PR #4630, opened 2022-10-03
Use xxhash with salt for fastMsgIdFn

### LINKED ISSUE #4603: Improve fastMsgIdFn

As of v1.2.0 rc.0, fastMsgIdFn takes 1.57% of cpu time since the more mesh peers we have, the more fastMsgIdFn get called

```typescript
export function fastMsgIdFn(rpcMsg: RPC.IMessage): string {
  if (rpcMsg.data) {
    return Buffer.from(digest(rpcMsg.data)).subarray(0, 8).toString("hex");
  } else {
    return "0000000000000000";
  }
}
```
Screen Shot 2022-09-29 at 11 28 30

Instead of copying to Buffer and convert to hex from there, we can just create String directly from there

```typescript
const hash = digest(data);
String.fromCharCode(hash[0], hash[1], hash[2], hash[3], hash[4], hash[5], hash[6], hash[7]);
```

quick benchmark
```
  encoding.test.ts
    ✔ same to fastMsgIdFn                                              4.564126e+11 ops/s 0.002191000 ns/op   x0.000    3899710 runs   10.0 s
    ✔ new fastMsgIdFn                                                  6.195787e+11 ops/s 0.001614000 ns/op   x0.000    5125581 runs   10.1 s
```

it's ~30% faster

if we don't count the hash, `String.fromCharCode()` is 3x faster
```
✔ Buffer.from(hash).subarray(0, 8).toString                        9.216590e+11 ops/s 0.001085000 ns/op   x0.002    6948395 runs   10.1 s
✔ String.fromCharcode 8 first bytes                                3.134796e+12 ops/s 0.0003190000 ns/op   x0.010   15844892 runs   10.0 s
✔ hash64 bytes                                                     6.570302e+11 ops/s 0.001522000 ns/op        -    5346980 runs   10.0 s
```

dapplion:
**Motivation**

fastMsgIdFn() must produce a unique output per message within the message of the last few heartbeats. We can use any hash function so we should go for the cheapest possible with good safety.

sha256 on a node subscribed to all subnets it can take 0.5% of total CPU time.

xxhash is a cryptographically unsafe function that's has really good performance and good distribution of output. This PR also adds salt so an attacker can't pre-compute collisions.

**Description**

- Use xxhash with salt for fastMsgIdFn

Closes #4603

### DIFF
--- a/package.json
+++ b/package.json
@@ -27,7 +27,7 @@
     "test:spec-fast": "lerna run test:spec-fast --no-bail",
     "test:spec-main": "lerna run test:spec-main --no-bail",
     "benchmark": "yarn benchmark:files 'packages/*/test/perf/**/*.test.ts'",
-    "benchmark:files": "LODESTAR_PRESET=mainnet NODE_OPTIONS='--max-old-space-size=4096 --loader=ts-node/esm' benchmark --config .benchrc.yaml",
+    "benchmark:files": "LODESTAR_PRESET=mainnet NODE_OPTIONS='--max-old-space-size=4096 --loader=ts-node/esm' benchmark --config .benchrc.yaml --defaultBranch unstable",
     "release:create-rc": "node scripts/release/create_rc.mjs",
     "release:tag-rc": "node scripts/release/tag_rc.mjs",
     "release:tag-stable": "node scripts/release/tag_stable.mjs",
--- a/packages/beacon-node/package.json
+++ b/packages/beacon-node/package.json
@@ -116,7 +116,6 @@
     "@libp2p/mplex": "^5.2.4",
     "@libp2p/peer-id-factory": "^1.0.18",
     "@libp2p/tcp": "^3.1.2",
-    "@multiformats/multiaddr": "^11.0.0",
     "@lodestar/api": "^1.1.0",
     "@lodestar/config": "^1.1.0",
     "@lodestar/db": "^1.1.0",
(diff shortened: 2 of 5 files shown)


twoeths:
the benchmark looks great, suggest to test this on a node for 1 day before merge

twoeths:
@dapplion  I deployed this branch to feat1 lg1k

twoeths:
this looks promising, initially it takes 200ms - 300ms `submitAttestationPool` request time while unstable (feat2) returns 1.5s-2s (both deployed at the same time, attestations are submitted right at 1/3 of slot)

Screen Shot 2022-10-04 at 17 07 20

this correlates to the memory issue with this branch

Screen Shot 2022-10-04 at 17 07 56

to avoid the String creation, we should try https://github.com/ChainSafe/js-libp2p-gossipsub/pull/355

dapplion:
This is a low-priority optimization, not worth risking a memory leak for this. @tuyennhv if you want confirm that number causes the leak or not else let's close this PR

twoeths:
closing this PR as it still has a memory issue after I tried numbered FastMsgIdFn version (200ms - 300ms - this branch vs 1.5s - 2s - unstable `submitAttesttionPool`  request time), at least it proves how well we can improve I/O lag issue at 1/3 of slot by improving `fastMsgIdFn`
---------------
Please output only the lines from the one holding "to feat1 lg1k" to the end of the records, first and last included, exactly as they appear.

EXERCISE RESULT -
@dapplion  I deployed this branch to feat1 lg1k

twoeths:
this looks promising, initially it takes 200ms - 300ms `submitAttestationPool` request time while unstable (feat2) returns 1.5s-2s (both deployed at the same time, attestations are submitted right at 1/3 of slot)

Screen Shot 2022-10-04 at 17 07 20

this correlates to the memory issue with this branch

Screen Shot 2022-10-04 at 17 07 56

to avoid the String creation, we should try https://github.com/ChainSafe/js-libp2p-gossipsub/pull/355

dapplion:
This is a low-priority optimization, not worth risking a memory leak for this. @tuyennhv if you want confirm that number causes the leak or not else let's close this PR

twoeths:
closing this PR as it still has a memory issue after I tried numbered FastMsgIdFn version (200ms - 300ms - this branch vs 1.5s - 2s - unstable `submitAttesttionPool`  request time), at least it proves how well we can improve I/O lag issue at 1/3 of slot by improving `fastMsgIdFn`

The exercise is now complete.